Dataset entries
*** Begin section ***

PR #893, opened 2024-08-01
fix: rework the disruption cron events

aymericDD:
## What does this PR do?

- [ ] Adds new functionality
- [ ] Fixes a bug

- Add the disruption cron resource serialized in the annotation of the disruption cron events.

## Code Quality Checklist

## Testing

    - `x`
    - [x] locally.


eventbroadcaster/eventbroadcaster.go
```diff
@@ -18,3 +18,13 @@ func EventBroadcaster() record.EventBroadcaster {
 
 	return eventBroadcaster
 }
+
+func DisruptionCronEventBroadcaster() record.EventBroadcaster {
+	correlator := record.CorrelatorOptions{
```
aymericDD, line 23: This broadcaster is dedicated to the disruption cron reconciler, because the broadcaster drops events. I'm not confident of this configuration, but it works. For what I understand here, we allow 1000 events to be sent per seconds before the aggregation, but not sure at all.

controllers/disruption_cron_controller.go
```diff
@@ -57,11 +62,42 @@ func (r *DisruptionCronReconciler) Reconcile(ctx context.Context, req ctrl.Reque
...
+			if err := r.emmitEvent(instance, chaosv1beta1.EventDisruptionCronDeleted); err != nil {
+				r.log.Warnw("failed to emit event", "err", err)
+			}
+		}
+
 		return ctrl.Result{}, nil
 	}
 
+	if controllerutil.ContainsFinalizer(instance, chaostypes.DisruptionCronFinalizer) {
+		if err := r.emmitEvent(instance, chaosv1beta1.EventDisruptionCronUpdated); err != nil {
```
ptnapoleon, line 86: We're going to send this event every time the Disruption is reconciled without a deletion timestamp, except for the very first reconciliation. That removes any use of this to indicate that a user updated the resource. If we wanted to count reconciliations, a metric would be better.

api/v1beta1/disruption_cron_webhook.go
```diff
@@ -92,8 +88,5 @@ func (d *DisruptionCron) ValidateDelete() (warnings admission.Warnings, err erro
 
 	log.Infow("validating deleted disruption cron", "spec", d.Spec)
 
-	// send informative event to disruption cron to broadcast
-	disruptionCronWebhookRecorder.Event(d, Events[EventDisruptionCronDeleted].Type, string(EventDisruptionCronDeleted), Events[EventDisruptionCronDeleted].OnDisruptionTemplateMessage)
```
ptnapoleon, line 96: If the goal was to send the resource via an annotation, why did we need to move it to the reconcile loop? We can use the same approach in the webhook

ptnapoleon (changes requested):

eventbroadcaster/notifiersink.go
```diff
@@ -65,56 +65,69 @@ func (s *NotifierSink) Create(event *corev1.Event) (*corev1.Event, error) {
...
+			if disruptionCronString == "" {
+				return nil, fmt.Errorf("eventnotifier: empty disruptionCron annotation")
+			}
+
+			if err := json.Unmarshal([]byte(disruptionCronString), &disruptionCron); err != nil {
+				return nil, fmt.Errorf("eventnotifier: failed to unmarshal disruptionCron from annotation: %w", err)
+			}
+		} else {
+			s.logger.Debugw("event does not have disruptionCron annotation")
+			s.logger.Debugw("fetching disruptionCron from API server")
```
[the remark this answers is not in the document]
aymericDD: I put it during the development. Should I keep it?

types/types.go
```diff
@@ -120,9 +120,10 @@ const (
 	// DisruptionNamespaceLabel is the label used to identify the disruption namespace for a chaos pod. This is used to determine pod ownership.
 	DisruptionNamespaceLabel = GroupName + "/disruption-namespace"
 
-	finalizerPrefix     = "finalizer." + GroupName
-	DisruptionFinalizer = finalizerPrefix
-	ChaosPodFinalizer   = finalizerPrefix + "/chaos-pod"
+	finalizerPrefix         = "finalizer." + GroupName
+	DisruptionFinalizer     = "disruption." + finalizerPrefix
+	DisruptionCronFinalizer = "disruptioncron." + finalizerPrefix
```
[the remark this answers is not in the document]
aymericDD: 🤯 Thanks for noticing this regression and also the inconsistency 🙈

api/v1beta1/events.go
```diff
@@ -258,19 +258,19 @@ var Events = map[EventReason]Event{
 	EventDisruptionCronCreated: {
 		Type:                        corev1.EventTypeNormal,
 		Reason:                      EventDisruptionCronCreated,
-		OnDisruptionTemplateMessage: "DisruptionCron created",
+		OnDisruptionTemplateMessage: "DisruptionCron created with hash %s",
```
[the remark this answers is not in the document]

*** End section ***

* **TASK STATEMENT**
The result is a copy of every line above where the word "failed" shows up.

* **RESULT BELOW**
+				r.log.Warnw("failed to emit event", "err", err)
+				return nil, fmt.Errorf("eventnotifier: failed to unmarshal disruptionCron from annotation: %w", err)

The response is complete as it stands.